Der Status der USA als weltweit stärkste Wirtschaftsmacht, die rund ein Fünftel des jährlichen Welteinkommens erwirtschaftet, gründet sich auf ein großes, rohstoffreiches und gut erschlossenes Staatsgebiet. Es hat mit fast 10 Millionen Quadratkilometern etwa die 25-fache Größe von Deutschland; die Fläche Deutschlands entspricht etwa der Größe des US-Bundesstaates Montana. Weitere Faktoren sind der große Binnenmarkt sowie das durch unternehmerische Initiative und freien Handel gekennzeichnete Wirtschafts- und Finanzsystem.

Der konsumistisch geprägte American Way of Life hat großen Einfluß auf die Kulturen weltweit.

Die Vereinigten Staaten sind das beliebteste Fernreiseziel der Deutschen. Dabei sind Florida, New York und der Südwesten die bevorzugten Reiseziele.

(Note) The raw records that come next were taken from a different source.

PR #611, opened 2023-06-15
Fix several issues for Non Storage Manager Users, allow sorting Data Used Columns, fix cold storage and object restoration issues

JBWatenbergScality:


ChengYanJin (approved):
LGTM!

PR #625, opened 2023-07-25
ZKUI-372 // disable empty button after delete

hervedombya:


JBWatenbergScality (commented):
Can you cover this with a test ?

JBWatenbergScality (approved):

PR #630, opened 2023-08-23
ZKUI-374 // The list versions toggle inactive without page refresh

hervedombya:


src/react/databrowser/buckets/details/__tests__/Overview.test.tsx
```diff
@@ -212,3 +212,56 @@ describe('Overview', () => {
...
+import { rest } from 'msw';
+import { setupServer } from 'msw/node';
+import { BUCKET_NAME } from '../../../../actions/__tests__/utils/testUtil';
+import { TEST_API_BASE_URL } from '../../../../utils/testUtil';
+const mockResponse =
+  '<VersioningConfiguration xmlns="http://s3.amazonaws.com/doc/2006-03-01/"><Status>Enabled</Status></VersioningConfiguration>';
+
+const server = setupServer();
+beforeAll(() => {
+  server.listen({ onUnhandledRequest: 'error' });
```
ChengYanJin, line 278: We have some fetch error from MSW when running the Overview Test which bring a lot of noisy. I would suggest to mock the necessary call to resolve the problem.

```js    
FetchError {
      message: 'request to http://testendpoint/ failed, reason: [MSW] Cannot bypass a request when using the "error" strategy for the "onUnhandledRequest" option.',
      type: 'system',
      errno: undefined,
      code: undefined
    }
```

ChengYanJin (commented):
Also since it's bug fix, I would suggest we target development/2.0 branch.

PR #634, opened 2023-09-04
ZKUI-376: fix the workflow not visible on workflow page

ChengYanJin:
The value of the form was not set correctly which cause the issue.

So we need to do reset the form value once we load workflow.


JBWatenbergScality (approved):
LGTM !

PR #641, opened 2023-09-15
ui: remove xcore location as the destination of the transition workflow

ChengYanJin:


ChengYanJin:
will reopen a PR target developement/2.0

PR #644, opened 2023-09-20
Fix the page fully reload upon token renewal and assume role after account creation

ChengYanJin:
This PR fixed two issues explained below:

1. Zenko UI gets fully reload upon token renewal is caused by the wrongly added `token` within queryKey when fetching `WebIdentityRoles`. However it is totally unnecessary.

2. After account creation, we switch to the new account so we should assume role again which is missing before, cause the issue that we still load the IAM User/ policy of previous account.


JBWatenbergScality (approved):
LGTM !

PR #664, opened 2023-10-26
ZKUI-387: No basepath for development when initing s3 and iam client

ChengYanJin:
In order to run all the UIs in local development


JBWatenbergScality (approved):
LGTM !!!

Worldfactbook Hintergrundinformationen

Die amerikanischen Kolonien Großbritanniens brachen 1776 mit dem Mutterland und wurden nach dem Vertrag von Paris 1783 als die neue Nation der Vereinigten Staaten von Amerika anerkannt. Im Laufe des 19. und 20. Jahrhunderts kamen zu den ursprünglichen 13 Staaten 37 neue hinzu, als sich die Nation über den nordamerikanischen Kontinent ausdehnte und eine Reihe von Besitzungen in Übersee erwarb. Die beiden traumatischsten Erlebnisse in der Geschichte der Nation waren der Bürgerkrieg (1861-65), in dem die Union der Nordstaaten die abtrünnige Konföderation der 11 südlichen Sklavenstaaten besiegte, und die Große Depression der 1930er Jahre, ein wirtschaftlicher Abschwung, in dem etwa ein Viertel der Arbeitskräfte ihren Arbeitsplatz verlor. Gestärkt durch die Siege im Ersten und Zweiten Weltkrieg und das Ende des Kalten Krieges 1991 sind die USA nach wie vor der mächtigste Nationalstaat der Welt. Seit dem Ende des Zweiten Weltkriegs hat die Wirtschaft ein relativ stetiges Wachstum, niedrige Arbeitslosigkeit und Inflation sowie rasche technologische Fortschritte erzielt.